Os enunciados encontram-se disponíveis abertamente na página virtual do evento3, tendo sido organizados a partir dos oito grupos temáticos apresentados acima.
No eixo 1, os enunciados aprovados centraram-se, especialmente, em três grandes temas:
(i) a compreensão da Lei nº 13.467/2017 ─ e de suas (im)possibilidades ─ sob critérios de controle de constitucionalidade e de convencionalidade, como também à luz dos princípios constitucionais que regem a ordem econômica e social e dos princípios especiais que historicamente têm informado o Direito do Trabalho;
(ii) a constituição do “novo” grupo econômico, para os efeitos do art. 2º, §2º, da CLT, e a responsabilidade (solidária) entre empresas que atuam em uma mesma cadeia produtiva, bem como a responsabilidade (solidária) do sucessor trabalhista; e
(iii) as possibilidades de interrupção da prescrição trabalhista fora da hipótese prevista no § 3º do art. 11 da CLT e a incompatibilidade da prescrição total com a Constituição Federal (art. 7º, XXIX).
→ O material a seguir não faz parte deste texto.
PR #7, opened 2022-09-09
fix: use empty allocation when no config key is present

nilslice:
@zshipko - pretty sure this is not optimal, but idk if there is a path to the same effect without actually calling the alloc routines. 

re: https://github.com/extism/assemblyscript-pdk/pull/4


zshipko:
I've opened a PR with another solution here: https://github.com/extism/extism/pull/9

nilslice:
Closing in favor of #9

PR #9, opened 2022-09-09
Handle missing config keys without raising an error

zshipko:
- Makes it so `extism_length(0)` returns 0, as far as I can tell this seems safe
- Returns 0 when a key can't be found


nilslice:
Nice - ok, I'll try it out & merge once CI passes - thanks!

nilslice (approved):

PR #16, opened 2022-09-14
Add `scripts` directory with SDK coverage script

zshipko:
- Adds `scripts/header.py` to parse `runtime/extism.h` into a Python class
- Adds `scripts/sdk_coverage.py` to check if functions defined in `runtime/extism.h` are used in each SDK
  - Depends on `pycparser` from pip and `ripgrep`
- Removes `runtime/extism.json` because it doesn't match the header file anymore and I couldn't figure out how it was generated

Here is the current output:
```
go	88.89%	(8/9)
	1. extism_function_exists

haskell	100.00%	(9/9)

node	100.00%	(9/9)

ocaml	88.89%	(8/9)
	1. extism_function_exists

php	77.78%	(7/9)
	1. extism_function_exists
	2. extism_log_file

python	88.89%	(8/9)
	1. extism_function_exists

ruby	88.89%	(8/9)
	1. extism_function_exists

rust	100.00%	(9/9)
```


nilslice:
This is great!!

> Removes runtime/extism.json because it doesn't match the header file anymore and I couldn't figure out how it was generated

Ah, I shouldn't have committed that without the change to build.rs 

For posterity, in case it's useful in the future, I generated it by calling to clang with -ast-dump=json on the header file, and then used https://github.com/dtolnay/clang-ast to extract the parts I was interested in using to generate the coverage check.

nilslice:
Now that I've made a complete mess of this PR, (trying to add a comment from CI w/ the coverage report lol)... I'll merge once this passes. Decided to balk on the PR comment, and simply add a workflow job to generate the report for each run. I'll revisit this in the future, but hit my time budget.

nilslice (approved):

No eixo 2, destacaram-se os enunciados sobre:
(i) os limites constitucionais do banco de horas e a necessária intervenção sindical para sua validade jurídica;
(ii) a jornada 12 x 36 nas relações de emprego comum e a obrigatoriedade constitucional de negociação coletiva para validá-la, assim como a necessidade de licença prévia da autoridade administrativa se se desenrolar em ambiente insalubre, firmando-se, em todo caso, a premissa de ser esse um regime de trabalho excepcional e residual;
(iii) as horas de trajeto (“in itinere”) e as possibilidades jurídicas de seu cômputo na jornada de trabalho, mesmo após a Lei nº 13.467/2017 (e fora dos seus limites);
(iv) a descaraterização do acordo de compensação de horas quando forem prestadas horas extras habituais e/ou em número superior a duas diárias;
(v) o tempo à disposição e as exceções às novas hipóteses do art. 4º, §2º, da CLT;
(vi) as parcelas habitualmente pagas ao trabalhador e a sua integração ao respectivo salário, independentemente do nome que a elas seja dado pelo empregador;
(vii) os danos extrapatrimoniais ─ inclusos os danos existenciais, agora textualmente reconhecidos pela legislação trabalhista (vide art. 223-B/CLT) ─ e a previsão constitucional de reparação ampla e integral das respectivas lesões (como já reconhecido, a propósito, pelo próprio STF ─ v., e.g., o RE n. 396.386/SP, rel. Min. CARLOS VELLOSO, j. 29.6.2004);
(viii) as novas restrições legais à equiparação salarial à luz do princípio constitucional da isonomia; e
(ix) a intangibilidade constitucional da gratificação de função percebida por dez anos ou mais, à luz do princípio da segurança jurídica (e, por ele, do princípio da confiança legítima).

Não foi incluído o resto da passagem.